Pumpkin Oatmeal Dump Cake

Isabella

📖Life, Love, and Gastronomy 📖

A cozy fall-inspired dessert, this Pumpkin Oatmeal Dump Cake blends creamy, spiced pumpkin with a crumbly oat topping for a treat that’s both comforting and incredibly easy to make. It’s the kind of dessert I turn to when I want something warm and festive without spending hours in the kitchen. Every bite delivers the perfect balance of sweetness and spice—ideal for chilly evenings, gatherings, or when I’m just craving a slice of autumn.
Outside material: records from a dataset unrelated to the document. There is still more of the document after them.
PR #5740, opened 2022-02-21
Net tick intensity

rickard-green:
Introduce a [`net_tickintensity`](https://erlang.github.io/prs/5740/lib/kernel-8.2/doc/html/kernel_app.html#net_tickintensity) kernel parameter with which one can control the amount of ticks during [`net_ticktime`](https://erlang.github.io/prs/5740/lib/kernel-8.2/doc/html/kernel_app.html#net_ticktime).

Also introduce the [`net_kernel:start/2`](https://erlang.github.io/prs/5740/lib/kernel-8.2/doc/html/net_kernel.html#start-2) function making it possible to easier to add new options.

### DIFF
--- a/lib/kernel/doc/src/net_kernel.xml
+++ b/lib/kernel/doc/src/net_kernel.xml
@@ -40,10 +40,11 @@
       <c>-name</c> or <c>-sname</c>:</p>
      <pre>
 $ <input>erl -sname foobar</input></pre>
-    <p>It is also possible to call <c>net_kernel:start([foobar])</c>
+    <p>It is also possible to call
+      <seemfa marker="#start/2"><c>net_kernel:start(foobar, #{})</c></seemfa>
       directly from the normal Erlang shell prompt:</p>
     <pre>
-1> <input>net_kernel:start([foobar, shortnames]).</input>
+1> <input>net_kernel:start(foobar, #{name_domain => shortnames}).</input>
 {ok,&lt;0.64.0>}
 (foobar@gringotts)2></pre>
     <p>If the node is started with command-line flag <c>-sname</c>,
@@ -113,8 +114,11 @@ $ <input>erl -sname foobar</input></pre>
       <name name="get_net_ticktime" arity="0" since=""/>
       <fsummary>Get <c>net_ticktime</c>.</fsummary>
       <desc>
-        <p>Gets <c>net_ticktime</c> (see
-          <seeapp marker="kernel_app"><c>kernel(6)</c></seeapp>).</p>
+        <p>Returns currently used net tick time in seconds. For more information
+        see the
+        <seeapp marker="kernel_app#net_ticktime"><c>net_ticktime</c></seeapp>
+        <c>kernel(6)</c> parameter.</p>
+
         <p>Defined return values (<c><anno>Res</anno></c>):</p>
         <taglist>
           <tag><c><anno>NetTicktime</anno></c></tag>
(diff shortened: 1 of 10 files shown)


lib/kernel/src/dist_util.erl
```diff
@@ -464,6 +464,17 @@ flags_to_version(Flags) ->
 %% The connection has been established.
 %% --------------------------------------------------------------
 
+-record(state, {kernel,
```
max-au, line 467: While at it, would you mind adding types to this structure?

lib/kernel/src/net_kernel.erl
```diff
@@ -151,14 +151,18 @@
...
--record(tick, {ticker,        %% ticker                     : pid()
-	       time           %% Ticktime in milli seconds  : integer()
-	      }).
-
--record(tick_change, {ticker, %% Ticker                     : pid()
-		      time,   %% Ticktime in milli seconds  : integer()
-		      how     %% What type of change        : atom()
-		     }).
+-record(tick,
+        {ticker,        %% ticker                      : pid()
```
max-au, line 155: Since you know the types, maybe put them as actual types instead of comments?

max-au (commented):
Looks interesting!
Sharing a couple of related effects we had in the past.
1. Single ticker process tend to cause large memory spikes when there are thousands of nodes connected via Erlang distribution. It happens because all ticks are sent at the same time (waking all thousands of otherwise sleeping processes). Obvious solution for us was to spread the ticks over NET_TICKTIME.
2. We are looking to add some useful signal to ticks (namely, scheduler/CPU/RAM utilisation), that allows node on the other end of the pipe to make a more informed decision on where to send requests. This, however, is better be done by a separate singleton process, hence I'd be interested in making net_kernel ticks optional.

rickard-green:
> Looks interesting! Sharing a couple of related effects we had in the past.
> 
>     1. Single ticker process tend to cause large memory spikes when there are thousands of nodes connected via Erlang distribution. It happens because all ticks are sent at the same time (waking all thousands of otherwise sleeping processes). Obvious solution for us was to spread the ticks over NET_TICKTIME.
> 

I thought about setting a timer in each ticker process and removing the tick orchestration process (which also sends the orchestration ticks via the `net_kernel` process), but it would have made this change even larger (it already got quite a bit larger than I initially expected) and it is also probably not as efficient CPU wise since there will be more reading of monotonic time than with current solution.

As of OTP 25 there will be a [`net_ticker_spawn_options`](https://erlang.org/documentation/doc-13.0-rc1/lib/kernel-8.3/doc/html/kernel_app.html#net_ticker_spawn_options) kernel parameter available (#5069) which was introduced in order to alter GC options of tickers which perhaps could be useful.

>     2. We are looking to add some useful signal to ticks (namely, scheduler/CPU/RAM utilisation), that allows node on the other end of the pipe to make a more informed decision on where to send requests. This, however, is better be done by a separate singleton process, hence I'd be interested in making net_kernel ticks optional.

We've had on the todo-list for quite some time to make it possible for the distribution module to provide its own alternate supervision of the channel, but it has never gotten enough priority to be implemented.

lib/kernel/src/net_kernel.erl
```diff
@@ -362,21 +366,112 @@ retry_request_maybe(Req) ->
 %% This function is used to dynamically start the
 %% distribution.
 
+-spec start(Args) -> {ok, pid()} | {error, Reason} when
+      Args :: nonempty_list(Arg),
+      Arg :: {name, Name}
+           | {name_domain, NameDomain}
+           | {net_ticktime, NetTickTime}
+           | {net_tickintensity, NetTickIntensity},
```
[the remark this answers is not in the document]
rickard-green: I implemented a version with options in a map instead of the 2-tuple list and I liked it, so I think I lean towards using option maps instead of option lists now.

lib/kernel/doc/src/net_kernel.xml
```diff
@@ -345,28 +349,114 @@ $ <input>erl -sname foobar</input></pre>
...
+            Dynamic Node Name</seeguide>. The only characters allowed in <c>Name</c>
+            are:
+        </p>
+        <list>
+          <item><c>a-z</c></item>
+          <item><c>A-Z</c></item>
+          <item><c>0-9</c></item>
+          <item><c>-</c></item>
+          <item><c>_</c></item>
+        </list>
```
KennethL, line 375: I propose the following alternative text. 
The allowed characters in <c>Name</c> are <c>[a-z] | [A-Z] | [0-9] '-' | '_'</c>.
Which when rendered could look something like: 
The allowed characters in `Name` are `[a-z] | [A-Z] | [0-9] '-' | '_'`.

Why You’ll Love This Recipe

I love how this dump cake brings together simplicity and flavor. There’s no need for complicated steps or multiple bowls—just mix, layer, and bake. The pumpkin base is silky and rich with warm spices, while the oat topping gives a hearty crunch that makes this dessert irresistible. It’s also naturally gluten-free and can easily be made vegan depending on the milk and fat I choose. Whether I’m serving it at a holiday dinner or enjoying a quiet night in, this cake always delivers that homemade warmth.

Ingredients

(Tip: You’ll find the full list of ingredients and measurements in the recipe card below.)

1 can (15 oz) pumpkin purée

1/2 cup maple syrup or agave

1/4 cup sugar or coconut sugar

1/2 cup milk of choice

2 tsp pumpkin pie spice

1 tsp cinnamon

1/2 tsp salt

2 tsp pure vanilla extract

1/4 cup rolled oats

3/4 cup oat flour

1/2 tsp baking powder

1/4 cup coconut oil or melted butter

Optional: 1/3 cup chopped pecans or walnuts

Directions

I preheat the oven to 350°F (175°C) and lightly grease an 8-inch square baking dish.

In a large bowl, I mix together the pumpkin purée, maple syrup, sugar, milk, pumpkin pie spice, cinnamon, salt, and vanilla extract until the mixture is smooth.

I pour the pumpkin filling into the prepared dish, spreading it evenly.

In a separate bowl, I combine the oats, oat flour, baking powder, and optional nuts. Then I drizzle in the melted coconut oil or butter and stir until it forms a crumbly mixture.

I sprinkle the oat topping over the pumpkin layer—without stirring.

I bake it for 35–40 minutes, until the top is golden and just crisp.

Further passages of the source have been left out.